Certain reclassifications of prior year amounts have been made to conform to the current presentation. These reclassifications did not have an impact on the Company's results of operations or cash flows.

During the fourth quarter of 2008, the Company became a bank holding company under the Bank Holding Company Act of 1956, and the Federal Reserve Board (Federal Reserve) became the Company's primary federal regulator.

Certain of the statements in this Form 10-Q report are forward-looking statements within the meaning of the Private Securities Litigation Reform Act of 1995. See the "Forward-Looking Statements" section below.

Current Economic Environment/Outlook

During the second quarter of 2009, cardmember spending remained under pressure within all of the Company's businesses. While the year-over-year spending decline was fairly consistent through the first five months of the year, the decline has moderated slightly in June and July, and will likely moderate further as comparisons to last year results continue to get easier.

In addition to the challenging economic environment, all card issuers continue to face increased regulation as policy makers around the world step up efforts to modify practices in the payments industry.

To address the current economic conditions and to better position the Company's cost structure for an anticipated slower economic growth environment over the medium term after the recession, the Company undertook additional reengineering initiatives as described below, which resulted in the recognition of a restructuring charge in this quarter. The Company's operating expense trends in the second quarter reflected the cost reduction resulting from these reengineering programs. Based on its progress to date, the Company is on track to realize additional operating expense benefits this year.

Consistent with the business and economic environments, the Company has begun to change its pricing structure for certain products. Through a combination of cost reduction and revenue-building actions, the Company expects to further increase its financial flexibility. As discussed further below, the Company will continue to selectively and prudently invest in longer-term business-building actions and programs with the objective of capitalizing on its strong brand and competitive position in the payments industry.

The Company continues to remain cautious about the business environment. While cardmember spending remained weak during the second quarter, increases in net write-offs during the quarter were less than initially anticipated, due largely to lower than expected bankruptcy-driven write-offs. In addition, lending past due trends continued to improve due in part to actions taken by the Company that included a number of underwriting, customer management and collection initiatives. Assuming delinquency rates continue around current levels and bankruptcies increase somewhat, the Company now expects managed lending write-off rates in the U.S. during the next two quarters to be below 10 percent1.

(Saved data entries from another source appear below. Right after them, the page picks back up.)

PR #268, opened 2020-07-12
chfn: Prevent buffer overflow.

stoeckmann:
This is a stability fix, not a security fix, because the affected -o
option can only be used by root and it takes a modified passwd file.

If a gecos field for a user has BUFSIZ characters without commas and an
equals sign (i.e. a huge slop/extra field) and chfn is called with -o,
then a buffer overflow occurs.

It is not possible to trigger this with shadow tools. Therefore, the
passwd file must be modified manually.

I have fixed this unlikely case the easiest and cleanest way possible.
Since chfn bails out if more than 80 characters excluding commas are
supposed to be written into gecos field, we can stop processing early on
if -o argument is too long.

### DIFF
--- a/src/chfn.c
+++ b/src/chfn.c
@@ -61,7 +61,7 @@ static char fullnm[BUFSIZ];
 static char roomno[BUFSIZ];
 static char workph[BUFSIZ];
 static char homeph[BUFSIZ];
-static char slop[BUFSIZ];
+static char slop[BUFSIZ + 1 + 80];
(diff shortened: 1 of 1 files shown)


hallyn:
Thanks.  So we're confident that the old_gecos is limited to BUFSIZE by get_old_fields, and you're limiting the extra to 80 chars, so this looks sufficient.  (I'm recording that here because I spent too much time trying to verify that :)

PR #864, opened 2023-12-04
lib/, src/: snprintf(3) already terminates strings with NUL

alejandro-colomar:
We don't need to terminate them manually after the call.  Remove all that paranoid code, which in some cases was even wrong.  While at it, let's do a few more things:

-  Use sizeof(buf) for the size of the buffer.  I found that a few cases were passing one less byte (probably because the last one was manually zeroed later).  This caused a double NUL.  snprintf(3) wants the size of the entire buffer to properly terminate it.  Passing the exact value hardcoded is brittle, so use sizeof().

1 The "managed basis" presentation includes on-balance sheet cardmember loans and off-balance sheet securitized cardmember loans. The difference between the "owned basis" (GAAP) information and the "managed basis" information is attributable to the effects of securitized activities. The Company is not presenting estimates of owned net write-of rates comparable to the managed data above because the owned write-off rates are not determinable at this time. For further discussion of the Company's owned and managed basis presentation, refer to the information set forth under U.S. Card Services in the section captioned "Differences Between GAAP and Managed Presentations".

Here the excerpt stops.